-- Opening Marker --
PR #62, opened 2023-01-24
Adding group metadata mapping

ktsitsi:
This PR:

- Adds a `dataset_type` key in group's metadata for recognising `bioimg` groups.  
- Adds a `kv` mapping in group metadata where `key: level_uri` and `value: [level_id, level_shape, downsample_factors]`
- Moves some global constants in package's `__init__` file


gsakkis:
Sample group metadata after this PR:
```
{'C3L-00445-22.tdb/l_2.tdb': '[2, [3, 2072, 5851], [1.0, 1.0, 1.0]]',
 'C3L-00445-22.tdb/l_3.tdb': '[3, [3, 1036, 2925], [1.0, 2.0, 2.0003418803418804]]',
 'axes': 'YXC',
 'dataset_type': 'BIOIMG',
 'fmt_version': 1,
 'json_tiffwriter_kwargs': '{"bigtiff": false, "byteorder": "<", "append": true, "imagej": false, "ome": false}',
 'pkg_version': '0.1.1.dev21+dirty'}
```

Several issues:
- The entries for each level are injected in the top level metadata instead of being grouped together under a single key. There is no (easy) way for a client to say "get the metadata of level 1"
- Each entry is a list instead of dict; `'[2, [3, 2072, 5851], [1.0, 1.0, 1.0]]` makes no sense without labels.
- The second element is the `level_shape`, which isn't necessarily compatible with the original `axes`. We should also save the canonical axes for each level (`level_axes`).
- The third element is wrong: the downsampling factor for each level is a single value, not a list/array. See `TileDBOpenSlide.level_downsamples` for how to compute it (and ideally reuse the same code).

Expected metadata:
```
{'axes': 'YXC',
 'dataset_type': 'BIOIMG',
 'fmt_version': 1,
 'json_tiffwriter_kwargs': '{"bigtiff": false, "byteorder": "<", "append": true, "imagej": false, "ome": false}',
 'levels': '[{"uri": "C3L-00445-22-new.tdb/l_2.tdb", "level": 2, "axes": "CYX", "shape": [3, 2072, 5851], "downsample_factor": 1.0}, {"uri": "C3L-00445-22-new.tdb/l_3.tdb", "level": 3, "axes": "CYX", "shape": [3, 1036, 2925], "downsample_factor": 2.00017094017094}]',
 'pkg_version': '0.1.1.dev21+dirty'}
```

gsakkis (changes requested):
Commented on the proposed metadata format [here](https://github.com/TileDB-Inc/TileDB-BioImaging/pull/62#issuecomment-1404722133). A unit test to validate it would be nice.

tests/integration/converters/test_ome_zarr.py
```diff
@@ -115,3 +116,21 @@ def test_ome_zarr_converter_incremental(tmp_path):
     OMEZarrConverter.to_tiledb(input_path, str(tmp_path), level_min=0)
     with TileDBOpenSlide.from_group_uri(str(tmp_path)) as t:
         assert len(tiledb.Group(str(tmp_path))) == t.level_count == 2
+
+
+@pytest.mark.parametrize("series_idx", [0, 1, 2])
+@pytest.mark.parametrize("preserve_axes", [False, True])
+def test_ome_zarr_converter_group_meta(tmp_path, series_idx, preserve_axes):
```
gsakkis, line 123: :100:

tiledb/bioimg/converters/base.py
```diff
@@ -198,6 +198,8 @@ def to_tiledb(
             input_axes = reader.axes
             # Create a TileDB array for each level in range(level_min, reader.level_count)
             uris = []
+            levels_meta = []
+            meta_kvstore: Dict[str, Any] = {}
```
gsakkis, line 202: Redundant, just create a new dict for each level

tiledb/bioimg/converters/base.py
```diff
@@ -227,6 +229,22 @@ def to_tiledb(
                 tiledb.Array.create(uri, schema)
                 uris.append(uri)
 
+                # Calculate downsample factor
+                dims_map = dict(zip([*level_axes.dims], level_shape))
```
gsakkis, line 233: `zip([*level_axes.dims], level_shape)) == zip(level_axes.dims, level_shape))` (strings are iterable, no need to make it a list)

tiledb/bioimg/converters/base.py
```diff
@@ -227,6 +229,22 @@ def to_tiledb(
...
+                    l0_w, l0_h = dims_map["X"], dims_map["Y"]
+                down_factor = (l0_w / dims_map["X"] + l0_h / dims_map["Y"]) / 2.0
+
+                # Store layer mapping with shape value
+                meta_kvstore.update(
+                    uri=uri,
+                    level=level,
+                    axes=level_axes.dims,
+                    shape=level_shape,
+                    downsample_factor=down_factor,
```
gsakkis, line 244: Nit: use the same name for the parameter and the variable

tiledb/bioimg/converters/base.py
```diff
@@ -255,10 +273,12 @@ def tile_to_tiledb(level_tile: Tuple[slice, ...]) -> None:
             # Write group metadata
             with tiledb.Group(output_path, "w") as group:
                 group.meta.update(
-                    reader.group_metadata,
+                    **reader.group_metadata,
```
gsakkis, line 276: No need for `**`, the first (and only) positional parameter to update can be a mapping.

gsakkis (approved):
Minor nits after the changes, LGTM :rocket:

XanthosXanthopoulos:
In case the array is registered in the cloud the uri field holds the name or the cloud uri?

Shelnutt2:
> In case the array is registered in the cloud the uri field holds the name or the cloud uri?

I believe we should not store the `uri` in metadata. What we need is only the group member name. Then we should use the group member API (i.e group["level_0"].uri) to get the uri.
-- Closing Marker --
— Task objective —
Take the first line of the material above as the start and the line that contains "- The second" as the end. Output only that span, every line exactly as it stands.

— Solution —
PR #62, opened 2023-01-24
Adding group metadata mapping

ktsitsi:
This PR:

- Adds a `dataset_type` key in group's metadata for recognising `bioimg` groups.  
- Adds a `kv` mapping in group metadata where `key: level_uri` and `value: [level_id, level_shape, downsample_factors]`
- Moves some global constants in package's `__init__` file


gsakkis:
Sample group metadata after this PR:
```
{'C3L-00445-22.tdb/l_2.tdb': '[2, [3, 2072, 5851], [1.0, 1.0, 1.0]]',
 'C3L-00445-22.tdb/l_3.tdb': '[3, [3, 1036, 2925], [1.0, 2.0, 2.0003418803418804]]',
 'axes': 'YXC',
 'dataset_type': 'BIOIMG',
 'fmt_version': 1,
 'json_tiffwriter_kwargs': '{"bigtiff": false, "byteorder": "<", "append": true, "imagej": false, "ome": false}',
 'pkg_version': '0.1.1.dev21+dirty'}
```

Several issues:
- The entries for each level are injected in the top level metadata instead of being grouped together under a single key. There is no (easy) way for a client to say "get the metadata of level 1"
- Each entry is a list instead of dict; `'[2, [3, 2072, 5851], [1.0, 1.0, 1.0]]` makes no sense without labels.
- The second element is the `level_shape`, which isn't necessarily compatible with the original `axes`. We should also save the canonical axes for each level (`level_axes`).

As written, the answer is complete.